The Value Alignment Problem in Artificial Intelligence
Monday, April 13, 2020 12pm to 1:15pm
About this Event
Much of our success in artificial intelligence stems from the adoption of a simple paradigm: specify an objective or goal, and then use optimization algorithms to identify a behavior (or predictor) that optimally achieves this goal. This has been true since the early days of AI (e.g., search algorithms such as A* that aim to find the optimal path to a goal state), and this paradigm is common to AI, statistics, control theory, operations research, and economics. Loosely speaking, the field has evaluated the intelligence of an AI system by how efficiently and effectively it optimizes for its objective. This talk will provide an overview of my thesis work, which proposes and explores the consequences of a simple, but consequential, shift in perspective: we should measure the intelligence of an AI system by its ability to optimize for our objectives.

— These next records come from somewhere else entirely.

PR #1653, opened 2024-03-21
Add decisions to application type

EGiataganas:
### Description of change

Add decisions to application type

### Story Link

https://trello.com/c/CU1ChD2M

### DIFF
--- a/engines/bops_config/spec/system/application_types_spec.rb
+++ b/engines/bops_config/spec/system/application_types_spec.rb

In an ideal world, these measurements would be the same -- all we have to do is write down the correct objective! This is easier said than done: misalignment between the behavior a system designer actually wants and the behavior incentivized by the reward or loss functions they specify is routine, it is commonly observed in a wide variety of practical applications, and fundamental, as a consequence of limited human cognitive capacity. This talk will build up a formal model of this value alignment problem as a cooperative human-robot interaction: an assistance game of partial information between a human principal and an autonomous agent. It will begin with a discussion of a simple instantiation of this game where the human designer takes one action, write down a proxy objective, and the robot attempts to optimize for the true objective by treating the observed proxy as evidence about the intended goal. Next, I will generalize this model to introduce Cooperative Inverse Reinforcement Learning, a general and formal model of this assistance game, and discuss the design of efficient algorithms to solve it. The talk will conclude with a discussion of directions for further research including applications to content recommendation and home robotics, the development of reliable and robust design environments for AI objectives, and the theoretical study of AI regulation by society as a value alignment problem with multiple human principals.